In this embodiment, the unloading subassembly is provided with four groups. Four sets of blanking assemblies are arranged around the discharge port 11 so that the four conveyor belts 4 surround the discharge port 11. When the material enters the discharge port 11, the side walls around the discharge port 11 all move downwards to convey the titanium slag of the discharge port 11 downwards. More effectively avoid titanium slag to block up discharge gate 11 for the unloading effect is better.

The above description is only a preferred embodiment of the present invention and is not intended to limit the present invention, and various modifications and changes may be made by those skilled in the art. Any modification, equivalent replacement, or improvement made within the spirit and principle of the present invention should be included in the protection scope of the present invention.

Claims

1. A vibration hopper, characterized by: comprises a storage hopper (1), a vibration motor (2), a bracket (3) and a blanking assembly; the vibration motor (2) is mounted on the bracket (3); the storage hopper (1) is connected to the bracket (3) through the vibration motor (2); the storage hopper (1) is connected to the vibration output end of the vibration motor (2); a discharge hole (11) is formed in the bottom of the storage hopper (1);

the blanking assembly comprises a conveying belt (4), a push rod (5) and two conveying wheels (6); the two conveying wheels (6) are arranged on the bracket (3) and positioned at one side of the discharge hole (11); the conveying belt (4) is wound on the two conveying wheels (6); one side surface of the conveying belt (4) close to the discharge hole (11) is vertically arranged as one side wall of the discharge hole (11); one surface of the conveying belt (4) contacting with the conveying wheel (6) is provided with a plurality of pushing teeth (41);

one end of the push rod (5) is connected to the storage hopper (1), and the other end of the push rod vertically extends downwards to a position between the two conveying wheels (6); one end of the push rod (5) extending between the two conveying wheels (6) is provided with a pawl (51) matched with the push teeth (41), so that the pawl (51) can push the push teeth (41) to move downwards.

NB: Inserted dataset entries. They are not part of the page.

PR #2114, opened 2022-07-11
Bug 1776445 - Bump the Android Gradle Plugin to v7.2.1

Dexterp37:
This additionally bumps the Gradle version and fixes the breakage due to querying the `namespace` property at configuration time. We instead query it at evaluation time now.

This unblocks mozilla-mobile/android-components#12386

**Note**: I'm making this a draft until I test it in A-C.

### DIFF
--- a/gradle-plugin/src/main/groovy/mozilla/telemetry/glean-gradle-plugin/GleanGradlePlugin.groovy
+++ b/gradle-plugin/src/main/groovy/mozilla/telemetry/glean-gradle-plugin/GleanGradlePlugin.groovy
@@ -139,22 +139,7 @@ except:
     def setupTasks(Project project, File envDir, boolean isApplication, String parserVersion) {
         return { variant ->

2. The vibratory hopper of claim 1, wherein: the pawl (51) comprises a pushing claw (511) and a compression spring (512); one end of the pushing claw (511) is hinged to the pushing rod (5); one end of the compression spring (512) is connected to the pushing rod (5), and the other end of the compression spring (512) is connected to the pushing claw (511), so that the elastic force of the compression spring (512) can push one end, far away from the pushing rod (5), of the pushing claw (511) to a position between two adjacent pushing teeth (41).

3. The vibratory hopper of claim 1, wherein: the conveying wheel (6) is provided with a plurality of pushing tooth accommodating grooves matched with the pushing teeth (41).

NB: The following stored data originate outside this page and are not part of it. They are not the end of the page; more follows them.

PR #2116, opened 2022-07-15
Bug 1779638 - Kotlin: Add a hook to run tasks after init

badboy:
We saw some intermittents on Android Components failing in the `assert(isInitialized())` line.
This leads me to believe that it runs before Glean.initialize is
finished off-thread.
To fix this we introduce a new task queue: run things right after
Glean.initialize calls back into the wrapper.
We need to be careful though: This is triggered from the Rust side so we
can't call back and forth between Kotlin and Rust inside that task or we
risk deadlocks.
But in this instance we're safe:
1. We only allow tasks in test mode
2. We only call it in a single place

In theory there's a race condition still there, because we use
unsynchronized access to the `afterInitQueue`, but really ... it's test
mode and might just be fine enough for all we care? Let's hope so.

I am not able to reproduce the same error as in the intermittent locally
at all (neither in the simulator nor on an actual device), so really I
don't know if this "fixes" it.
The only way to test this out is to go through a release, get it into
A-C and then re-enable the tests and hope for the best.

### DIFF
--- a/glean-core/android/src/main/java/mozilla/telemetry/glean/Glean.kt
+++ b/glean-core/android/src/main/java/mozilla/telemetry/glean/Glean.kt
@@ -44,6 +44,12 @@ internal class OnGleanEventsImpl(val glean: GleanInternalAPI) : OnGleanEvents {
             ProcessLifecycleOwner.get().lifecycle.addObserver(glean.gleanLifecycleObserver)
         }
         glean.initialized = true
+
+        if (glean.testingMode) {
+            glean.afterInitQueue.forEach { block ->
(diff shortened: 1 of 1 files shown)


travis79 (approved):
Looks good to me, the only slight nit I might have is that seeing `block()` made me think that we were going to block and wait on something rather than what it is actually doing in executing a block of code. Just semantic really, not worth "blocking" on ;)

badboy:
Gonna land this so we get that to a-c. Still can't reproduce the initial error, but at the very least this doesn't make things worse.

4. The vibratory hopper of claim 1, wherein: the pushing teeth (41) are uniformly distributed on one surface of the conveying belt (4) contacting with the conveying wheel (6).

5. The vibratory hopper of claim 1, wherein: two vibration motors (2) are arranged; the two vibrating motors (2) are arranged on two opposite sides of the storage hopper (1).

6. The vibratory hopper of claim 1, wherein: two groups of blanking assemblies are arranged; two sets of unloading subassembly set up in the relative both sides of discharge gate (11) to make two conveyer belt (4) set up relatively into the relative both sides wall of discharge gate (11).

7. The vibratory hopper of claim 1, wherein: the blanking assemblies are provided with four groups; the four groups of blanking assemblies are arranged on the periphery of the discharge hole (11) so that the four conveying belts (4) surround the discharge hole (11).